Amos Gilad

Personal information
- Native name: עמוס גלעד
- National team: Israel
- Born: January 23, 1941 Israel
- Died: December 2010 (aged 69)

Sport
- Sport: Running
- Event: 800 metres

Achievements and titles
- Personal best: 800 m: 1:51.4 (1964);

= Amos Gilad =

Israeli middle-distance runner

Amos Gilad (עמוס גלעד; January 23, 1941–December 2010) was an Israeli Olympic runner.

When he competed in the Olympics, he was 5 ft 8 in tall, and weighed 137 lb.

==Running career==
Gilad won the Israeli 800 m national championships in 1961 (1:56.5) and 1962 (2:00.6).
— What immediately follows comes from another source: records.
PR #5651, opened 2021-03-17
Le fix 5.1.x

mattjackson220:

This PR fixes a bug where the LE code can cause TO to crash if no lines are deleted in the CleanUp function because err is nil

- Traffic Ops

### DIFF
--- a/traffic_ops/traffic_ops_golang/deliveryservice/letsencryptcert.go
+++ b/traffic_ops/traffic_ops_golang/deliveryservice/letsencryptcert.go
@@ -125,8 +125,8 @@ func (d *DNSProviderTrafficRouter) CleanUp(domain, token, keyAuth string) error 
 			return errors.New("Determining rows affected when deleting dns txt record for fqdn '" + fqdn + "' record '" + value + "': " + err.Error())
 		}
 		if rows == 0 {
-			log.Errorf("Zero rows affected when deleting dns txt record for fqdn '" + fqdn + "' record '" + value + "': " + err.Error())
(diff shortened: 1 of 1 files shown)


traffic_ops/traffic_ops_golang/deliveryservice/letsencryptcert.go
```diff
@@ -125,8 +125,8 @@ func (d *DNSProviderTrafficRouter) CleanUp(domain, token, keyAuth string) error
 			return errors.New("Determining rows affected when deleting dns txt record for fqdn '" + fqdn + "' record '" + value + "': " + err.Error())
 		}
 		if rows == 0 {
-			log.Errorf("Zero rows affected when deleting dns txt record for fqdn '" + fqdn + "' record '" + value + "': " + err.Error())
-			return errors.New("Zero rows affected when deleting dns txt record for fqdn '" + fqdn + "' record '" + value + "': " + err.Error())
+			log.Errorf("Zero rows affected when deleting dns txt record for fqdn '" + fqdn + "' record '" + value)
```
ocket8888, line 128: If you're using Errorf anyway, why not use formatting parameters instead of string concatenation?

ocket8888: Actually, nevermind. I just remembered this is a backport. That comment should've gone on the original, no point in whining about it here.

mattjackson220: good point! im working on updating this in master anyway for the other acme work so i can get that fixed to use formatting parameters

ocket8888 (approved):
Looks good, confirmed that the test failure is a problem with the test and not this PR

PR #5653, opened 2021-03-18
Remove CDN in a Box Makefile directory check

zrhoffman:

This PR includes various improvements to the CDN in a Box Makefile:
- Allows you to use the Makefile even if a parent directory name contains a space
- Allows you to run the Makefile without needing to be in the CDN in a Box directory

- CDN in a Box

* In `${GOPATH}/src/github.com/apache`, rename the `trafficcontrol` directory to `Traffic Control` with a space.
* In the `Traffic Control` directory, use the CDN in a Box Makefile to build the RPMs:
  ```shell
  make -f infrastructure/cdn-in-a-box/Makefile
  ```
* Test the RPMs in CDN in a Box

- master (8f6365fa6b)
- 5.1.0

- [x] Building CDN in a Box is a sufficient test, additional tests are unnecessary
- [x] The CDN in a Box documentation page does not mention not being able to use spaces, documentation is unnecessary

### DIFF
--- a/infrastructure/cdn-in-a-box/Makefile
+++ b/infrastructure/cdn-in-a-box/Makefile
@@ -50,10 +50,26 @@ TP_SOURCE := $(wildcard $(TC_DIR)/traffic_portal/**)
 TR_SOURCE := $(wildcard $(TC_DIR)/traffic_router/**)
 TS_SOURCE := $(wildcard $(TC_DIR)/traffic_stats/**)
 
+TM_RPM := $(CIAB_DIR)/traffic_monitor/traffic_monitor.rpm
+TO_RPM := $(CIAB_DIR)/traffic_ops/traffic_ops.rpm
+TP_RPM := $(CIAB_DIR)/traffic_portal/traffic_portal.rpm
+TR_RPM := $(CIAB_DIR)/traffic_router/traffic_router.rpm
+TOMCAT_RPM := $(CIAB_DIR)/traffic_router/tomcat.rpm
+TS_RPM := $(CIAB_DIR)/traffic_stats/traffic_stats.rpm
+ORT_RPM := $(CIAB_DIR)/cache/traffic_ops_ort.rpm
+
+TM_DIST_RPM := $(TC_DIR)/dist/traffic_monitor-$(SPECIAL_SAUCE)
+TO_DIST_RPM := $(TC_DIR)/dist/traffic_ops-$(SPECIAL_SAUCE)
+TP_DIST_RPM := $(TC_DIR)/dist/traffic_portal-$(SPECIAL_SAUCE)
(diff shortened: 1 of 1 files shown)


infrastructure/cdn-in-a-box/Makefile
```diff
@@ -105,43 +100,44 @@ endif
 
 # Actual output rpm recipies
 traffic_monitor/traffic_monitor.rpm: ../../dist/traffic_monitor-$(SPECIAL_SAUCE)
-	cp -f $? $@
+	cp -f "$(CIAB_DIR)/$?" "$(CIAB_DIR)/$@"
```
ocket8888, line 103: This recipe is a lie. Using this recipe does not produce the target file, unless PWD === CIAB_DIR.

You can get around that by making these recipes `.PHONY`, but that doesn't help with the problem this causes: `make` when run outside of CIAB_DIR will never conclude that the target doesn't need to be rebuilt - unless you happen to be doing it in a place where the target file actually _does_ coincidentally exist, in which case `make` will get confused and use the wrong information to arrive at its conclusions.

You could also make the targets variables and then write recipes with that like

```make
TM_RPM := $(CIAB_DIR)/traffic_monitor/traffic_monitor.rpm
TM_DIST_RPM := $(TC_DIR)/dist/traffic_monitor-$(SPECIAL_SAUCE)
$(TM_RPM): $(TM_DIST_RPM)
    cp -f $? $@

$(TM_DIST_RPM): $(TM_SOURCE)
    "$(PKG_COMMAND)" $(PKG_FLAGS) traffic_monitor$(BUILD_SUFFIX)
```

or you could still enforce the `make` command is run from the same directory as the `Makefile` but just fix the string manipulation to account for whitespace. I think that's perfectly acceptable
$(TM_RPM): $(TC

ocket8888 (changes requested):
`make` fails when run outside of the CDN-in-a-Box directory:

```
make: *** No rule to make target '../../dist/tomcat-9.0.43-11235.596a95d7.el8.x86_64.rpm', needed by 'traffic_router/tomcat.rpm'.  Stop.
```

zrhoffman:
> `make` fails when run outside of the CDN-in-a-Box directory:
> 
> ```
> make: *** No rule to make target '../../dist/tomcat-9.0.43-11235.596a95d7.el8.x86_64.rpm', needed by 'traffic_router/tomcat.rpm'.  Stop.
> ```

Fixed the Tomcat RPM target path in f7414d9c86.

infrastructure/cdn-in-a-box/Makefile
zrhoffman: Telling the truth in 2d9e90bac5

ocket8888 (approved):
This works now

PR #6545, opened 2022-02-08
Add struct field names to Traffic Ops Routes

zrhoffman:
#5667 added struct field names to structs *inside* Routes but not to Routes themselves. #6545 adds struct field names to each Route.
<hr/>

## Which Traffic Control components are affected by this PR?

- Traffic Ops

## What is the best way to verify this PR?

Ensure all routes have field names now:
```shell
sed '/api\.Version{/!d; /{Version:/d' traffic_ops/traffic_ops_golang/routing/routes.go
```
(should return no lines)

## PR submission checklist
- [x] No tests necessary 
- [x] Behavior is unchanged, no documentation necessary 
- [x] No CHANGELOG.md entry necessary 
- [x] This PR **DOES NOT FIX A SERIOUS SECURITY VULNERABILITY** (see [the Apache Software Foundation's security guidelines](https://apache.org/security) for details)

PR #6554, opened 2022-02-10
Refactor cachegroup tests

ericholguin:
This PR refactors [cachegroup_test.go](https://github.com/apache/trafficcontrol/blob/b9fa07687597aee68db25a212dac0203962ec862/traffic_ops/testing/api/v4/cachegroups_test.go) in order to make tests more granular, providing transparency on what is being tested and reducing the need to dig through test code to confirm what was tested. In addition this new test structure should also make it easier for new tests to be added as well as reduce redundant code.

This refactor can be used as a POC of what the other _test files can be refactored to.

- Adds data driven testing 
  - Descriptive test names
  - Sub tests for organization
- Use GoLangs test runner 
- Use assert functionality
  - Streamlines code
  - Reduces nested conditionals 
- Adds expectation functions
  - test specific expectations in a clear concise way
  - Reusable expectations

The difference in output:

Before:
```go
--- PASS: TestCacheGroups (4.86s)
```

After:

In October 1964, he ran 800 meters in 1:51.9, three-tenths of a second short of his Israeli national record. His personal best in the 800 m is 1:51.4 (1964).

Gilad competed for Israel at the 1964 Summer Olympics in Tokyo, at the age of 23, in Athletics--Men's 800 metres. He ran in the fifth heat, but approximately 200 metres from the finish he was unable to run any longer because of severe leg pain, which was determined to be an Achilles tendon rupture.

He also competed for Israel in the 1965 Maccabiah Games in the 800 meters.